Search term "ComputerToolSafetyCheckData": please show all lines in the listing that contain it.

**** DATA SHOWN

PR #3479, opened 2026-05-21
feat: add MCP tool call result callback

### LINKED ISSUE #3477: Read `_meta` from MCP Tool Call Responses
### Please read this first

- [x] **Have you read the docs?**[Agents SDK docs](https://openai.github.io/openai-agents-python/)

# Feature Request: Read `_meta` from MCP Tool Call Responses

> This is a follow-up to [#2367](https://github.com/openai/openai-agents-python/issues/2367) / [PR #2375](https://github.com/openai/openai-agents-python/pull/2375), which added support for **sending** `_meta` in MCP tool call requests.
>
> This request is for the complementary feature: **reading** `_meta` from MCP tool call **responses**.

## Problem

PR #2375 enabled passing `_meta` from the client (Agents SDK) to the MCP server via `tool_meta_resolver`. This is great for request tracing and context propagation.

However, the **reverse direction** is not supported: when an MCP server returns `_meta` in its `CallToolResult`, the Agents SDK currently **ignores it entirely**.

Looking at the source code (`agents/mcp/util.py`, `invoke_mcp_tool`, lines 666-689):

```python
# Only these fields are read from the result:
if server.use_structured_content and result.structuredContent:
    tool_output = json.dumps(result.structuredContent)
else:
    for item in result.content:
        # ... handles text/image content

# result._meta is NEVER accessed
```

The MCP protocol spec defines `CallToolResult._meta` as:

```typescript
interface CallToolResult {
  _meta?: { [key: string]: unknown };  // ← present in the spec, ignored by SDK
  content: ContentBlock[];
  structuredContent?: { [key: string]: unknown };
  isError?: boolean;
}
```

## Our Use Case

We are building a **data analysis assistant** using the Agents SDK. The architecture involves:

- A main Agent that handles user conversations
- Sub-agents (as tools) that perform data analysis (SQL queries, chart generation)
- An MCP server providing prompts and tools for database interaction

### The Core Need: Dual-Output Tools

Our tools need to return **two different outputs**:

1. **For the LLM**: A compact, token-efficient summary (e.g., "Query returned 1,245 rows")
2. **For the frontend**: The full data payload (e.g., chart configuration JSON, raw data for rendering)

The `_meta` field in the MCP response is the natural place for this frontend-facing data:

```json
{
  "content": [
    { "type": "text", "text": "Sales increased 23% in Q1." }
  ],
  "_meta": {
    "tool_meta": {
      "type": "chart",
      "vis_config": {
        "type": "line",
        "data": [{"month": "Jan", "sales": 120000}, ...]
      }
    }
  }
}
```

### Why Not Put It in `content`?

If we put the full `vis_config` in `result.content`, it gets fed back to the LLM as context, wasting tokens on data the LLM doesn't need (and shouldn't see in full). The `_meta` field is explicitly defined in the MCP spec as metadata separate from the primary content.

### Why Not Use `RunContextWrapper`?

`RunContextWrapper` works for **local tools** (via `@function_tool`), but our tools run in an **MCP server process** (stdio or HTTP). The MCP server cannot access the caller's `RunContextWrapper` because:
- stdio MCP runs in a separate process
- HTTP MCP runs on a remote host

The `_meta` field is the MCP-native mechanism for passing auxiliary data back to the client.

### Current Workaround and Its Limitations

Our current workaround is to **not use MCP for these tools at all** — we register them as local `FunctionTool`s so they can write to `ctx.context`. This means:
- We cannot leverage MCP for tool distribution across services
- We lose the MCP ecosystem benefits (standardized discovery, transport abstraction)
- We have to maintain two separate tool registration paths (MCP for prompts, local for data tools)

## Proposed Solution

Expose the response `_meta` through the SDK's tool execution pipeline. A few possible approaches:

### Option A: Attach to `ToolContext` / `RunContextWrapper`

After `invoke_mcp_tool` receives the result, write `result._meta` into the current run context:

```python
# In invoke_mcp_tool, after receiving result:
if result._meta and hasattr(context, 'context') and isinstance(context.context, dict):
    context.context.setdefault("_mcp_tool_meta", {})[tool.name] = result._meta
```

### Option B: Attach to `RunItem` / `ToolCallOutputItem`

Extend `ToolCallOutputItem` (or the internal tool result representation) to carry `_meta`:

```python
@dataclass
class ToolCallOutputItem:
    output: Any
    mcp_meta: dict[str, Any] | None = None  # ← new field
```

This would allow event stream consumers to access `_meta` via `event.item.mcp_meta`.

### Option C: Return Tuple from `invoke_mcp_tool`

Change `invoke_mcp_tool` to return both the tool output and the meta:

********
**** DATA SHOWN

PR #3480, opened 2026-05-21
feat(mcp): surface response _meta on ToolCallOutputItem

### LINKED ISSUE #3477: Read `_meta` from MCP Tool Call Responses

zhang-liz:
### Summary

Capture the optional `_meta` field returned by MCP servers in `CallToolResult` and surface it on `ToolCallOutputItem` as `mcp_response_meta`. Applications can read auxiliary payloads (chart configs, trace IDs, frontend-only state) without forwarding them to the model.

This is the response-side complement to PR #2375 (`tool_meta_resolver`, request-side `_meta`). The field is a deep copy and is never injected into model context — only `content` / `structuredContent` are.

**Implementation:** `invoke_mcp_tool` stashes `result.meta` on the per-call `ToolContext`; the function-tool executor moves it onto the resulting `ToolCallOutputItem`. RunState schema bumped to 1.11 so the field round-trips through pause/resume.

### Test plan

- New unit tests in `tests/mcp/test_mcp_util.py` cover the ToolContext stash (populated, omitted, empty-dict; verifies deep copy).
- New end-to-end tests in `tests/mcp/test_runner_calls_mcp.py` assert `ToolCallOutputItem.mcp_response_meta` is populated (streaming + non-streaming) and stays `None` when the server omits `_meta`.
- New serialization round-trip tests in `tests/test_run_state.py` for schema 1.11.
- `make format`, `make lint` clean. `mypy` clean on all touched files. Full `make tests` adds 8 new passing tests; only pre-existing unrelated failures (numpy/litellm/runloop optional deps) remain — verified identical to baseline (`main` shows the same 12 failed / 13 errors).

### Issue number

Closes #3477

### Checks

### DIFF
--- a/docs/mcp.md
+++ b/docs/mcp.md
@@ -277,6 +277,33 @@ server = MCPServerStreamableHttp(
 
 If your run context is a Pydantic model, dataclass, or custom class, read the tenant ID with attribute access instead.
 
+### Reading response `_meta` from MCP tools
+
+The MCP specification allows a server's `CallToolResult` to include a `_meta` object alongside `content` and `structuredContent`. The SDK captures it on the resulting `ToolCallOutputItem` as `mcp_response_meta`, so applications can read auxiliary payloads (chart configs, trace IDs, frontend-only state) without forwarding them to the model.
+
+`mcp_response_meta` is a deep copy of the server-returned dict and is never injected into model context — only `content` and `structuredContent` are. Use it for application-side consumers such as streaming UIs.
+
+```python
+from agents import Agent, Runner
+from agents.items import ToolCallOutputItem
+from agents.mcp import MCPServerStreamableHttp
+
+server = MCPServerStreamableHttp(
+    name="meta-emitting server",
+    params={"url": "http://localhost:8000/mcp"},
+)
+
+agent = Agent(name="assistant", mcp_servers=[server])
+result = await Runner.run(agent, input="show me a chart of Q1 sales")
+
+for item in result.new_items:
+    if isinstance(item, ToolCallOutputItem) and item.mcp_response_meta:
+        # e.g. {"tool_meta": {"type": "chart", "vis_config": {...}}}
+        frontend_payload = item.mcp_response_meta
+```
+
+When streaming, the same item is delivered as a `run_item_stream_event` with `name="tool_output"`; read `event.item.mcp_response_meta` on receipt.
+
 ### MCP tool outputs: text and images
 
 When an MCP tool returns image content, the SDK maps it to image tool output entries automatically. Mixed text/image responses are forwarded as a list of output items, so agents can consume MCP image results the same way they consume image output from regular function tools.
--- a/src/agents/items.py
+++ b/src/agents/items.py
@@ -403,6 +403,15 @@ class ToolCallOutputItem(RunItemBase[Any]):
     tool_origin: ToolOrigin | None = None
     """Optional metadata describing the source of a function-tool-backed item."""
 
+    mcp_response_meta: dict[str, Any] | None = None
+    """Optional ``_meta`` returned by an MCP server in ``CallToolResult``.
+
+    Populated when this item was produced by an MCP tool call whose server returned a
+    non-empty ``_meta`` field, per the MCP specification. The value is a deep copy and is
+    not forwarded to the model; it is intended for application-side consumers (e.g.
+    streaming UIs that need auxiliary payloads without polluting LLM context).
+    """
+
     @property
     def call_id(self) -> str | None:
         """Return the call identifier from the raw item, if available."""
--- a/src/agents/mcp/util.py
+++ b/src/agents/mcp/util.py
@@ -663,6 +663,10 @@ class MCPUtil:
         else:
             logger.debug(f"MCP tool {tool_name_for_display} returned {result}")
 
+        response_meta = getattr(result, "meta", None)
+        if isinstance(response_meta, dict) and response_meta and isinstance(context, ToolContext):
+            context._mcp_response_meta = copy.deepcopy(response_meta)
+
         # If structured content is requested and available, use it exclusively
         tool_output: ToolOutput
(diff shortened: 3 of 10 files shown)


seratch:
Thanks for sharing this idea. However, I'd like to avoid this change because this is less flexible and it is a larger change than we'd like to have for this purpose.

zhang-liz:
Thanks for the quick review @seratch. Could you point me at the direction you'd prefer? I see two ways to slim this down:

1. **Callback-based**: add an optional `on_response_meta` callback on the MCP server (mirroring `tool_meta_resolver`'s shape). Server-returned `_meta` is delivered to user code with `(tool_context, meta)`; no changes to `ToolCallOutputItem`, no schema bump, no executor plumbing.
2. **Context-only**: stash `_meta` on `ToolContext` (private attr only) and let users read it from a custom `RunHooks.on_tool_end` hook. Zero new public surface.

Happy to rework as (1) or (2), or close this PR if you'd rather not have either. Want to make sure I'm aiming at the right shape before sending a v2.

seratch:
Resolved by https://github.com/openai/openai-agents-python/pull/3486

********
**** DATA SHOWN

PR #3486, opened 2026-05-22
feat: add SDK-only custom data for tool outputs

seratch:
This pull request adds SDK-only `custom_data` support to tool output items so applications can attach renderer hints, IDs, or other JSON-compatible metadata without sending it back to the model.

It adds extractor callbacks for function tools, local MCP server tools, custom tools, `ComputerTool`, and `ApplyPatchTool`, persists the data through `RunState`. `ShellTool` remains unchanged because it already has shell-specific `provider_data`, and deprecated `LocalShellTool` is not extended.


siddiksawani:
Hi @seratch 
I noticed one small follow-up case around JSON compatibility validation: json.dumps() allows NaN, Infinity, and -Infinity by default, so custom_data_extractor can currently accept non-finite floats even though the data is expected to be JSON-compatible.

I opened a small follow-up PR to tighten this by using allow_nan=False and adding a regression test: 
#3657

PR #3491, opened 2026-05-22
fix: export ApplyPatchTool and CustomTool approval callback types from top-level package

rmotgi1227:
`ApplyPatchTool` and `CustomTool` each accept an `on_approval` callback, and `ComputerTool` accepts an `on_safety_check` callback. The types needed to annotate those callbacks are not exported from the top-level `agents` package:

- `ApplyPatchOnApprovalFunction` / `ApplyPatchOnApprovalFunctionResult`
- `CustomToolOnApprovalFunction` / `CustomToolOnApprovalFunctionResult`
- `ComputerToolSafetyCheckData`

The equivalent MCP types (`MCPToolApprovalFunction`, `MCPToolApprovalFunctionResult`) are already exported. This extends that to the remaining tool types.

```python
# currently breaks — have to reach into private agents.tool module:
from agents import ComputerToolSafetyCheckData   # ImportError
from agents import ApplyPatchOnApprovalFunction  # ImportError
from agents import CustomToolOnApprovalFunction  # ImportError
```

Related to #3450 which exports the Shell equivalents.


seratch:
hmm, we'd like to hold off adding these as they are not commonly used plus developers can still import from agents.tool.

********

**COMPLETED EXERCISE:**
- `ComputerToolSafetyCheckData`
from agents import ComputerToolSafetyCheckData   # ImportError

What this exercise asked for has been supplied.